Pencil Company purchased 40 percent ownership of Styles Corporation on January 1,20X1, for $150,000. Styles balance sheet at the time of acquisition was as follows:
Stylus Corporation
Balance Sheet
January 1,20X1
Cash 30,000 Current Liabilities 40,000
Accounts Receivables 120,000 Bonds Payable 200,000
Inventory 80,000 Common Stock 200,000
Land 150,000 Additional Paid-In Capital 40,000
Buildings & Equipment 300,000
Less: Accumulated
Depreciation (120,000)180,000 Retained Earnings 80,000
Total Assets 560,000 Total Liabilities & Equities 560,000
During 20X1 Stylus Corporation report net income of $30,000 and paid dividends of $9,000. The fair values of Styluss assets and liabilities were equal to their book values at the date of acquisition, with the exception of buildings and equipment, which had a fair value $35,000 above the book value. All buildings and equipment had remaining lives of five years and the time of the business combination.

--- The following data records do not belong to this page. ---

PR #592, opened 2026-07-28
Avoid lazy Eigen re-evaluation and gratuitous copies on hot paths

armallen:
BlockSymmetric: 4 -> 2 Schur solves, compute A^-1 B once. Materialize lazy `Inverse<>` in held-out prediction. `get_fit()` by reference, movable LDLT, copy-free `sqrt_solve`.

## Benchmark results

| benchmark | before | after | speedup |
|---|---|---|---|
| block_symmetric_construct/256 | 329 µs | 191 µs | **1.72x** |
| block_symmetric_construct/512 | 2283 µs | 1337 µs | **1.71x** |
| block_symmetric_solve_vector/512 | 147 µs | 96 µs | **1.53x** |
| block_symmetric_solve_matrix/512 | 732 µs | 493 µs | **1.48x** |
| sparse_gp_predict_joint/1024 | 9.63 ms | 8.79 ms | **1.10x** |
| loo-cv / fit / predict benches | — | — | within noise |

Stack 2/4, on #591.

🤖 Generated with [Claude Code](https://claude.com/claude-code)

PR #593, opened 2026-07-28
Compute inverse_diagonal directly from the inverse Cholesky factor

armallen:
Replaces the n-singleton-block machinery with column squared norms; removes per-element allocations and fixes the incorrect O(n^2) complexity comment. New regression test vs `inverse_blocks`.

## Benchmark results

| benchmark | speedup |
|---|---|
| inverse_diagonal/256 | **1.05x** |
| inverse_diagonal/512 | **1.02x** |
| inverse_diagonal/1024 | **~1.01x** |

Honest assessment: the O(n^3) triangular solve dominates, so the win is small — kept because the code is simpler, allocation-free, and never slower.

Stack 3/5, on #592.

### DIFF
--- a/include/albatross/src/eigen/serializable_ldlt.hpp
+++ b/include/albatross/src/eigen/serializable_ldlt.hpp
@@ -175,27 +175,27 @@ public:
   }
 
   /*
-   * The diagonal of the inverse of the matrix this LDLT
-   * decomposition represents in O(n^2) operations.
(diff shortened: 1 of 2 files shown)


armallen:
Parking this change for now — decision: not keeping the inverse_diagonal rewrite in the code at this time. The branch remains available if we revisit. Removed from the stack: #594 now targets perf/eigen-eval-and-copies directly.

PR #591, opened 2026-07-28
Add Google Benchmark micro-benchmark infrastructure

armallen:
Adds google_benchmark 1.9.5 (dev dep, BCR) and a `benchmarks/` package covering BlockSymmetric, LOO-CV, prediction (with/without thread pool), and Gram products. Baseline for the stacked perf PRs.

PR #596, opened 2026-07-29
Add opt-in matrix-level kernel evaluation API

armallen:
Covariance assembly currently fills K one scalar `k(x, y)` call at a time — a loop that never becomes a BLAS call, and the dominant cost of GP mean prediction. 

This adds an opt-in whole-matrix kernel path while leaving the per-pair path bit-for-bit unchanged as the fallback.

## Implementation

- **Trait + dispatch:** `has_valid_matrix_caller<CovFunc, X, Y>` detects an optional `Eigen::MatrixXd _call_matrix_impl(const std::vector<X>&, const std::vector<Y>&) const`; `CovarianceFunction::operator()` uses it when present (ThreadPool argument deliberately ignored on this path). Bitwise-fallback test guarantees kernels without the method are unaffected.
- **Composition:** `Sum`/`Product` combine per-term blocks (`+` / `cwiseProduct`), so composed kernels benefit term-wise even when some terms are scalar-only.
- **Flagship kernel:** `SquaredExponential<EuclideanDistance>` — pairwise squared distances via one GEMM (`||x||² + ||y||² − 2XᵀY`, clamped at 0 against cancellation) plus one vectorized exp. `double` features use direct differences.
- **Small-n threshold:** below ~16×16 outputs (measured crossover; raw matrix path was 2.5x slower at n=4) evaluation stays per-pair.
- **`Measurement<>`:** unwrapped for leaf kernels; composed kernels take the matrix path on predict (train features are stored unwrapped) and per-pair on fit.

⚠️ `SquaredExponential` covariance values change in the last ulps (GEMM evaluation order). No existing test needed tolerance changes.

## Results (Apple M-series, plain Eigen, -c opt, median of 5)

| n=m | assembly per-pair | assembly matrix | speedup | GP mean predict per-pair | matrix | speedup |
|---|---|---|---|---|---|---|
| 256 | 202.4 µs | 171.3 µs | **1.18x** | 0.203 ms | 0.182 ms | **1.12x** |
| 512 | 821.6 µs | 679.4 µs | **1.21x** | 0.798 ms | 0.724 ms | **1.10x** |
| 1024 | 3.60 ms | 2.73 ms | **1.32x** | 3.91 ms | 2.86 ms | **1.37x** |
| 2048 | 20.94 ms | 11.38 ms | **1.84x** | 22.6 ms | 11.9 ms | **1.90x** |

On this machine the computation is exp-bound (Apple libm exp ≈3 ns/pair; NEON is 2-wide for doubles), capping the gain near 2x. Linux/MKL (wider SIMD, `vdExp`, MKL GEMM) should do considerably better — worth benchmarking there before drawing conclusions.

Note: `//tests:albatross-test-stats-scores` fails identically on the parent commit (pre-existing Monte Carlo flake, unrelated).

Stacked on #591.

### DIFF
--- a/.github/workflows/benchmarks.yaml
+++ b/.github/workflows/benchmarks.yaml
@@ -1,0 +1,67 @@
+name: Benchmarks
+
+# Manual benchmark runs on Linux CI runners, primarily to measure the
+# matrix-level kernel assembly path on x86_64 (wider SIMD than Apple
+# NEON) with and without MKL.  Not part of regular CI: shared runners
+# are noisy, so treat results as indicative, and prefer the relative
+# per-pair vs matrix numbers over absolute timings.
+on:
+  push:
+    branches:
+      - 'feat/matrix-kernel-api'
+  workflow_dispatch:
+
+concurrency:
+  group: ${{ github.workflow }}-${{ github.ref }}
+  cancel-in-progress: true
+
+jobs:
+  kernel-assembly:
+    runs-on: ubuntu-22.04
+    strategy:
+      fail-fast: false
+      matrix:
+        flavor:
+          - { name: "eigen", flags: "-c opt" }
+          - { name: "mkl", flags: "--config=mkl" }
+    steps:
+      - name: Checkout source
+        uses: actions/checkout@v6
+        with:
+          submodules: recursive
+          ssh-key: ${{ secrets.SSH_KEY }}
+
+      - uses: bazel-contrib/setup-bazel@0.19.0
+
+      - uses: extractions/netrc@v3
+        with:
+          machine: raw.githubusercontent.com
+          username: ${{ secrets.GH_NAME }}
+          password: ${{ secrets.GH_TOKEN }}
+
+      - name: Mount bazel cache
+        uses: actions/cache@v5
+        with:
+          path: "~/.cache/bazel"
+          key: bazel-bench-${{ matrix.flavor.name }}
+
+      - name: CPU info
+        run: |
+          lscpu | grep -E 'Model name|^CPU\(s\)' || true
+          grep -o -m1 -E 'avx512[a-z]*|avx2|fma' /proc/cpuinfo | sort -u | tr '\n' ' '; echo
+
+      - name: Run kernel assembly benchmark (${{ matrix.flavor.name }})
+        run: |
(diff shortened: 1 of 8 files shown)


armallen:
Linux CI results (benchmarks workflow, ubuntu-22.04, AMD EPYC 9V74, AVX2+FMA, medians of 5):

| n=m | assembly Eigen | assembly MKL | GP mean predict Eigen | GP mean predict MKL |
|---|---|---|---|---|
| 256 | 625 µs → 419 µs (**1.49x**) | 711 µs → 354 µs (**2.01x**) | 0.648 ms → 0.440 ms (**1.47x**) | 0.714 ms → 0.375 ms (**1.90x**) |
| 512 | 2.51 ms → 1.67 ms (**1.50x**) | 2.86 ms → 1.39 ms (**2.06x**) | 2.58 ms → 1.73 ms (**1.49x**) | 2.86 ms → 1.47 ms (**1.95x**) |
| 1024 | 10.2 ms → 9.4 ms (1.08x) | 11.5 ms → 8.5 ms (1.36x) | 10.5 ms → 6.9 ms (**1.52x**) | 11.5 ms → 5.9 ms (**1.96x**) |
| 2048 | 42.9 ms → 32.4 ms (1.32x) | 50.0 ms → 30.8 ms (1.62x) | 44.0 ms → 33.5 ms (1.31x) | 50.5 ms → 30.9 ms (1.63x) |

Conclusions:
- Realistic gain is **~1.5x (plain Eigen/AVX2) to ~2x (MKL)** — the computation is exp- and memory-bound, not GEMM-bound, so the theoretical 10x for pure-GEMM workloads doesn't apply here. MKL only accelerates the distance GEMM; Eigen's array exp does not route through MKL VML.
- Large-n ratios dip because the matrix path's extra n² temporaries exceed shared-runner cache; per-pair writes K only once.
- Linux crossover is n≈16, same as the macOS-derived threshold already in the code.

.github/workflows/benchmarks.yaml
```diff
@@ -0,0 +1,67 @@
+name: Benchmarks
```
armallen, line 1: Temporary addition to run benchmarks on linux with and without MKL.

armallen:
Closing as we don't plan to use this

PR #600, opened 2026-08-04
Use format&lint from `rules_lint` and bump deps

martin4861:
Update to newer version of `rules_swiftnav`, which drops support for linting and formatting. Instead use clang-format and tidy from `rules_lint`.


armallen (approved):
🥇

PR #614, opened 2023-10-12
refactor: Use fully qualified path for vars and funcs

GeckoEidechse:
Use fully qualified path for variable instead of importing it directly


GeckoEidechse:
Code refactoring, if CI passes this is good to merge

PR #615, opened 2023-10-12
feat: Notification menu

### LINKED ISSUE #400: Add a notifications button
When installing mod PRs, etc i quite often alt+tab to read the PR descriptions and miss the notification that the PR has been successfully installed. While im sure your code is robust and wouldn't fail, it would be a nice QOL feature to be able to check previous notifications.

Something, something like this:
image

Alystrasz:
This PR introduces a notification menu, which hosts notifications fired while the app was not focused.
Notifications can be closed by the user.

Closes #400.

##### Screenshots

image

image

### DIFF
--- a/src-vue/src/App.vue
+++ b/src-vue/src/App.vue
@@ -34,9 +34,6 @@ export default {
     this.$root!.$i18n.locale = lang;
   },
   methods: {
-    async toggleMaximize() {
-      await appWindow.toggleMaximize();
-    },
     minimize() {
       appWindow.minimize()
     },
@@ -77,7 +74,6 @@ export default {
       <!-- Window controls -->
       <div id="fc_window__controls">
         <el-button color="white" icon="SemiSelect" @click="minimize" circle />
-        <el-button color="white" icon="FullScreen" @click="toggleMaximize" circle />
         <el-button color="white" icon="CloseBold" @click="close" circle />
       </div>
     </nav>
--- a/src-vue/src/App.vue
+++ b/src-vue/src/App.vue
@@ -8,9 +8,11 @@ import { appWindow } from '@tauri-apps/api/window';
 import { store } from './plugins/store';
 import { Store } from 'tauri-plugin-store-api';
 import { invoke } from "@tauri-apps/api";
+import NotificationButton from "./components/NotificationButton.vue";
 
 export default {
   components: {
+      NotificationButton,
       ChangelogView,
       DeveloperView,
       PlayView,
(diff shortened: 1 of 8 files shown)


GeckoEidechse:
Ooooh, me likey 👀

src-vue/src/App.vue
```diff
@@ -34,9 +36,6 @@ export default {
     this.$root!.$i18n.locale = lang;
   },
   methods: {
-    async toggleMaximize() {
-      await appWindow.toggleMaximize();
-    },
```
GeckoEidechse, line 39: Is the reason for removing maximise to make space for the notification icon? ^^

Alystrasz: Yep, and also because I don't like the icon + window can still be maximized by double-clicking the menu bar ;)

GeckoEidechse (commented):
So far worked fine in initial testing :D

GeckoEidechse:
Tagging @F1F7Y for review as well as they requested the feature

src-vue/src/App.vue
GeckoEidechse: Aight, in that case I'll just make a separate PR with that change rq to get the diff down a bit more ^^

GeckoEidechse: #617

GeckoEidechse (approved):
Worked fine in testing for me. Pressed a bunch of buttons that trigger notifications and alt-tabbed before they displayed to get said notifications sent to notification icon.

src-vue/src/utils/ui.ts
```diff
@@ -1,15 +1,21 @@
...
+ * If the app is not focused when this is invoked, a notification is added to the notifications menu.
  **/
 function showNotification(
     title: string,
     message: string = '',
     type: 'success' | 'warning' | 'error' | 'info' = 'success',
     duration: number = 4500
 ): NotificationHandle {
+    if (!document.hasFocus()) {
+        store.commit('addNotification', {title, text: message, type});
```
GeckoEidechse, line 16: I think there's probably also something in the Tauri API to make the taskbar icon flash, although I'm fine with moving that feature to a separate PR \^\^

GeckoEidechse (approved):
Code looks fine as far as I can tell. Didn't see any obvious issues or the like \^\^

src-vue/src/utils/ui.ts
GeckoEidechse: Moved to #634

PR #619, opened 2023-10-13
refactor: Move NS installation logic to module

GeckoEidechse:
Move Northstar installation logic to module in order to clean up `main.rs`


GeckoEidechse (commented):
Refactor PR just moving logic so no testing needed as long as CI passes.

PR #622, opened 2023-10-13
refactor: Move repair/verify related funcs to mod

GeckoEidechse:
Moves functions related to game install path verification checks to dedicated module in an effort to clean up `main.rs`


GeckoEidechse (commented):
Refactor PR that just moves logic around in source files. Merging when CI passes.

PR #629, opened 2023-10-13
refactor: Move `convert_release_candidate_number`

GeckoEidechse:
Move `convert_release_candidate_number` to `util` module to clean up `main.rs`


GeckoEidechse (commented):
Refactor PR that just moves logic around. If CI passes this is good to merge

PR #644, opened 2023-10-24
fix: UI bugs

Alystrasz:
Fixes two interface issues caused by leaking CSS styles:

#### Before

Fucked notification

#### After

Fixed notification

#### Before

Main fucked

#### After

Main OK

#### Before

profiles-cut

#### After

Profiles OK

#### Before

languages-fucked

#### After

Languages OK


GeckoEidechse (approved):
Confirmed in testing.

PR #651, opened 2023-10-28
fix: Address broken rc number conversion

GeckoEidechse:
Address broken release-candidate number conversion for double digit patch releases

`v1.19.10-rc1` would get converted to `v1.19.11` instead of `v1.19.1001`.

Tested with #652


GeckoEidechse (commented):
Tested myself as working on Fedora 38 with `v1.19.10-rc1` of Northstar

PR #652, opened 2023-10-28
test: Add unit tests for rc number conversion

GeckoEidechse:
Adds unit test for converting release candidate numbers.

~~Does not actually run the unit tests in CI. That's gonna be a separate PR.~~ Turns out I was already running unit tests for TypeScript file types generation lmao


GeckoEidechse (commented):
Accidentally already tested what happens in CI when tests fail and tests are not compiled into release app so there's no point in testing release build locally. ^^

PR #669, opened 2023-11-09
fix: Proper release-candidate number conversion

GeckoEidechse:
Addresses:
https://github.com/R2NorthstarTools/FlightCore/blob/2aac1889a7fb8689f8b45e4de5eb8c73ae61eba3/src-tauri/src/util.rs#L232-L234


Alystrasz (changes requested):
I wouldn't mind additional tests, using more than two digits for rc identifier for instance

GeckoEidechse:
> I wouldn't mind additional tests, using more than two digits for rc identifier for instance

More than two digits on release candidate number will never happen cause it already breaks stuff on Northstar upstream.
I.e.: `v1.2.3-rc456` would become `v1.2.3456` which is indiscernible from `v1.2.34-rc56` which also gets translated to `v1.2.3456` ^^

I can add a test for the latter case though.

GeckoEidechse:
Done with f7777d38b5560f17e2ec86e67d7598285768ceb2

PR #620, opened 2023-10-13
chore: Properly populate package manifest info

GeckoEidechse:
Closes #580

PR #672, opened 2023-11-10
build: Fix pdb not uploading to sentry

GeckoEidechse:
The filename was changed in #620 but the CI config was never updated accordingly.
As such it still tried to upload the old filename and would silent fail.


GeckoEidechse:
Release CI config change, we don't need to wait for build CI to finish.

Issue #752, opened 2024-01-17
Overhaul dev launching option


GeckoEidechse:
In DevView, have like a bunch of checkboxes like
- skip update check
- check EA app running
- launch via Steam

etc

and a single launch button instead of a button for each each combination of option like we kinda have rn.

PR #753, opened 2024-01-17
refactor: Make launching via Steam an arg passed to backend

GeckoEidechse:
Make launching via Steam an arg passed to backend instead of a separate dedicated function.

Part of #752


GeckoEidechse (commented):
Tested and confirmed working on my end on Windows

PR #760, opened 2024-01-19
refactor: Pass launch options via object

GeckoEidechse:
Currently object only has a single member for bypassing all checks. In the future this would be split up into multiple members for different checks to bypass as well as other options.

Then I can get rid of the `launchGameViaSteam` function and just make it some bool passed to backend. In fact, the backend has already been adjusted for this ^^

The goal is to have something like this, where different options for how to launch Northstar could be set.

image

Maybe even extended with some degree of launch args, primarily focused on dev stuff, so more towards #449 and less #301 (although the same object could be extended to pass launch args ^^

Requires:
- #798

Part of:
- #752


GeckoEidechse:
Requesting review from @Alystrasz cause it's been a while since I last wrote TypeScript and I feel like I'm using rather primitive patterns that probably have a smarter way of doing things.

src-vue/src/plugins/store.ts
```diff
@@ -172,7 +173,13 @@ export const store = createStore<FlightCoreStore>({
                 }
             }
         },
-        async launchGame(state: any, no_checks = false) {
+        async launchGame(state: any, launch_options: LaunchOptions | null = null) {
+            let no_checks = false;
+
+            if (launch_options != null) {
+                no_checks = launch_options.no_checks;
```
Alystrasz, line 180: Instead of manually extracting `LaunchOptions` members one by one, couldn't we pass options directly to backend using a Rust struct and its associated Typescript binding?

Alystrasz (changes requested):

src-vue/src/plugins/store.ts
GeckoEidechse: Yeah, that was the longterm goal but I realise now, that I might as well do it already from the get-go ^^

GeckoEidechse: -> #798 for passing the object directly to backend as a whole ^^

GeckoEidechse:
This should be ready for re-review now ^^

GeckoEidechse (commented):
In quick testing on Linux I can confirm that the changed front-end logic for launching via Steam and with bypassing checks still works.

Cannot test the standard play button atm though...

Alystrasz (approved):
Comments addressed, confirmed working in testing.

PR #215, opened 2018-02-09
Custom folders part 11

Screenfeed:
CRON to sync files and DB.


inc/functions/custom-folders.php
```diff
@@ -597,3 +619,173 @@ function imagify_insert_custom_file( $args = array() ) {
...
+		 */
+		if ( $backup_path ) {
+			// Delete the backup file.
+			$filesystem->delete( $backup_path );
+		}
+
+		// Remove the entry from the database.
+		$file->delete_row();
+
+		return new WP_Error( 'no-file', __( 'The file was missing or its path couldn\'t be retrieved from the database. The entry has been deleted from the database.', 'imagify' ) );
```
Tabrisrp: I'm the annoying guy about contraction :D

inc/functions/custom-folders.php
```diff
@@ -597,3 +619,173 @@ function imagify_insert_custom_file( $args = array() ) {
...
+		}
+	}
+
+	// Hash + modified.
+	$current_hash = md5_file( $file_path );
+
+	if ( ! $old_data['hash'] ) {
+		$new_data['modified'] = 0;
+	} else {
+		$new_data['modified'] = (int) ! hash_equals( $old_data['hash'], $current_hash );
```
Tabrisrp: you have a compat for hash_equals? (since it's PHP 5.6)

Screenfeed: You're right, it was missing. The polyfill appeared in WP only in version 3.9.2.

Screenfeed:
Both fixed :)

PR #230, opened 2018-03-06
Fixes #197

### LINKED ISSUE #197: Improve tests for AS3
I found a case where `$as3cf` was `null`, triggering a fatal error when trying to access it as an object.
[Source](https://app.intercom.io/a/apps/cd6nxj3z/respond/inbox/1295841/conversations/14086652972).

Screenfeed:
Following PR #204, fixing #197:
- Keep compat' with old versions of the plugin WP Offload S3 that require the plugin Amazon Web Services.
- Keep compat' with new versions that do not require the plugin Amazon Web Services.


Screenfeed:
Sorry @Tabrisrp, this is required if we don't want to break everything with the new version of WP Offload S3 ;)

PR #237, opened 2018-03-16
Improvement: filesystem, fixes #235

### LINKED ISSUE #235: Don't use `wp_mkdir_p()`
On a server with IIS: if the site's path begins with `\\`, `wp_mkdir_p()` will fail.
The path must be normalized first, but then:
```php
$target = str_replace( '//', '/', $target );
```
The path will now start with a single `/`, and `file_exists()` will fail.

This is used to create the backup folders.
[Source](https://app.intercom.io/a/apps/cd6nxj3z/inbox/inbox/conversation/15090717723).

Screenfeed:
Introduced class Imagify_Filesystem.
Among other things, it should also fixes #235.


Screenfeed:
You're right for both.
- For the property I was worry about memory and duplicating the same same data over and over, but it doesn't seem to be an issue since (as far as I know) the object is not duplicated.
- Right, I should deprecate them, they are not needed anymore.

PR #250, opened 2018-04-11
Fixes #236: OPcache reset

### LINKED ISSUE #236: Clear OPcache on update
If OPcache is not cleared when Imagify is updated, it triggers a fatal error if the new version removed files.
It's not related to Imagify itself, it can happen on any core, plugin, or theme update.

Screenfeed:
Change the hook used to reset opcache.
This one is safer because it is triggered after the maintenance mode is disabled. Also, this is the same hook that WordPress will use when this functionnality is released in core.

### DIFF
--- a/inc/admin/upgrader.php
+++ b/inc/admin/upgrader.php
@@ -271,34 +271,43 @@ function _imagify_new_upgrade( $network_version, $site_version ) {
 	}
 }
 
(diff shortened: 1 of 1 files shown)


Screenfeed:
Sorry Remy for this one. I changed the hook used for that, this one seems safer.

PR #262, opened 2018-06-21
Fixes #258: support for content folders outside WP folder

### LINKED ISSUE #258: Custom folders architecture not supported anymore
The following doesn't work anymore:
```
/wp/wp-admin/
/wp/wp-includes/
/wp-content-custom/
```
The issue is that the "wp-content" folder is outside `ABSPATH`, while we validate all paths against it (`ABSPATH`'s value is `/wp/` here).

[Source](https://secure.helpscout.net/conversation/581160833/68260?folderId=1724287).

Screenfeed:
Basically, `ABSPATH` is not the path site's root folder.

### DIFF
--- a/inc/classes/class-imagify-filesystem.php
+++ b/inc/classes/class-imagify-filesystem.php
@@ -17,7 +17,7 @@ class Imagify_Filesystem extends WP_Filesystem_Direct {
 	 *
 	 * @var string
 	 */
-	const VERSION = '1.1';
+	const VERSION = '1.2';
 
 	/**
 	 * Delimiter used for regex patterns.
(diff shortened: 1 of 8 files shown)


inc/classes/class-imagify-filesystem.php
```diff
@@ -713,7 +722,109 @@ public function is_root( $path ) {
...
+	 * Get the path to the site's root.
+	 *
+	 * @since  1.8.1
+	 * @access public
+	 * @see    get_home_path()
+	 * @author Grégory Viguier
+	 *
+	 * @return string
+	 */
+	public function get_site_root() {
```
Tabrisrp: you didn't have any issue with different setups and this function?

When I tried to copy get_home_path() in WP Rocket, it didn't return the values I expected

Screenfeed: So far it worked as expected with everything I tested.

Screenfeed: The only problem with `get_home_path()` is on multisite (surprise!), especially when not on the main site. That's why I use this modified version of it, instead of the real one.

PR #293, opened 2018-09-04
Fixes #280: Display a loader when interacting with the custom files tree

### LINKED ISSUE #280: Display a loader when interacting with the custom files tree
When browsing the custom files tree, a loader icon should be displayed after clicking the "+" icon (to fetch files inside the clicked folder): at this moment an ajax request is done and it can take 1 or 2 seconds.

Screenfeed:


Tabrisrp:
Conflict to fix to be able to merge

PR #336, opened 2019-04-10
Webp: Use new functions and classes

Screenfeed:
Also rename few things, like hooks and ajax callbacks.


inc/classes/class-imagify-admin-ajax-post.php
```diff
@@ -375,132 +438,80 @@ public function imagify_bulk_upload_callback() {
...
+		imagify_check_nonce( 'imagify_reoptimize_file' );
 		imagify_check_user_capacity( 'optimize-file' );
 
-		$file = $this->get_file_to_optimize( 'imagify_optimize_file' );
-
-		// Optimize it.
-		$result = $file->optimize();
+		$media_id = $this->get_media_id( 'GET', 'id' );
+		$level    = $this->get_optimization_level( 'GET', 'level' );
+		$process  = imagify_get_optimization_process( $media_id, 'custom-folders' );
```
Tabrisrp: You set `$process`, but don't use it?

Screenfeed: This will change in a future branch, `$process` won't be set.

PR #340, opened 2019-04-17
Webp: display webp images on front-end

Screenfeed:


Screenfeed:
Thanks, eagle eye, I've added those 2 to the things to fix in the final branch.

PR #361, opened 2019-05-03
Generate webp versions from the settings page

Screenfeed:
This adds a button in the settings page to generate webp versions for the images that are already optimized by Imagify.
This also removes the action selector from the bulk optimization page.


inc/classes/class-imagify-admin-ajax-post.php
```diff
@@ -521,7 +477,18 @@ public function imagify_manual_reoptimize_callback() {
 			imagify_die();
 		}
 
-		$this->reoptimize_media( $media_id, $context, $this->get_optimization_level() );
+		$rsult = $this->reoptimize_media( $media_id, $context, $this->get_optimization_level() );
```
Tabrisrp:
```suggestion
		$result = $this->reoptimize_media( $media_id, $context, $this->get_optimization_level() );
```

PR #362, opened 2019-05-03
Various last changes before 1.9

Screenfeed:


inc/functions/common.php
```diff
@@ -36,6 +36,20 @@ function imagify_get_context_names() {
...
+ * Sanitize an optimization context.
+ *
+ * @since  1.6.11
+ * @author Grégory Viguier
+ *
+ * @param  string $context The context.
+ * @return string
+ */
+function imagify_sanitize_context( $context ) {
+	$context = preg_replace( '/[^a-z0-9_-]/i', '', $context );
```
Tabrisrp: You could use `sanitize_key()` here to simplify, you would not have to use the `strtolower()` on the following line

Screenfeed: You’re right, `sanitize_key()` does exactly that. I’m not sure I want to add a filter here though (the function has a `sanitize_key` filter).

Screenfeed: OK, done.

PR #363, opened 2019-05-03
Update class-imagify-abstract-attachment.php

alimuzzaman:
Allow 3rd party plugin to filter hs_backup().
Backup maybe not available in server, only accessible using CDN.

Our **WP Stateless** plugin remove attachment files from server (in **Stateless** Mode), after uploading to GCS (Google Cloud Storage). 
So we need a way to tell Imagify that backup exists in GCS, even though not exist in server.
When **Imagify** tries to restore we use `before_imagify_restore_attachment` to restore backup image if not exists to server from GCS.

### DIFF
--- a/inc/classes/class-imagify-abstract-attachment.php
+++ b/inc/classes/class-imagify-abstract-attachment.php
@@ -252,8 +252,9 @@ abstract class Imagify_Abstract_Attachment extends Imagify_Abstract_Attachment_D
 		}
 
 		$backup_path = $this->get_raw_backup_path();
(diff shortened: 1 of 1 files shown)


Screenfeed:
Hi.

The version 1.9 has just been released and the optimization process has been totally rewritten. So this part is outdated, the class has been deprecated.
In the new class [there is still this method](https://github.com/wp-media/imagify-plugin/blob/1f27c546b7ab2b926adc6c89db8b8892df6ff5b4/classes/Media/AbstractMedia.php#L254-L275), and its whole purpose is to test the file existence. So the chances that we allow such filter here are near 0.

PR #402, opened 2019-07-05
Closes #392: Don't save WebP when it's bigger than jpg

### LINKED ISSUE #392: Don't save WebP when it's bigger than jpg
When a WebP is created, we don't check if it's bigger than the jpg.
I think we should check the size and if it's bigger don't save it (only for the new images though)

Screenfeed:


Screenfeed:
Old on for this one. Drama happening.

Screenfeed:
OK, drama ended, review can resume.

Screenfeed:
o/

PR #710, opened 2016-09-12
Removed and moved ResultSetHelper methods

wishdasher:


bindings/java/src/org/sleuthkit/datamodel/SleuthkitCase.java
```diff
@@ -2722,6 +2719,7 @@ int getContentChildrenCount(Content content) throws TskCoreException {
 		}
 	}
 
+	//filechildren method
```
rcordovano: Looks like a stray comment here.

PR #716, opened 2016-09-29
Use system sqlite3

kwizart:
This patch use system sqlite3 instead of the bundled copy.


uckelman-sf:
This PR could be closed, since it's subsumed by PR #860, which has already been merged.

uckelman-sf:
This PR could be closed, since it's subsumed in PR #860, which has already been merged.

The amount attributed to goodwill as a result of its purchase of Styles shares is not impaired.
Required
a. What amount of investment income will Pencil Company record during 20X1 under equity-method accounting?
b. What amount of income will be reported under the cost method?
c. What will be the balance in the investment account on December 31,20X1, under (1) cost-method and (2) equity-method accounting?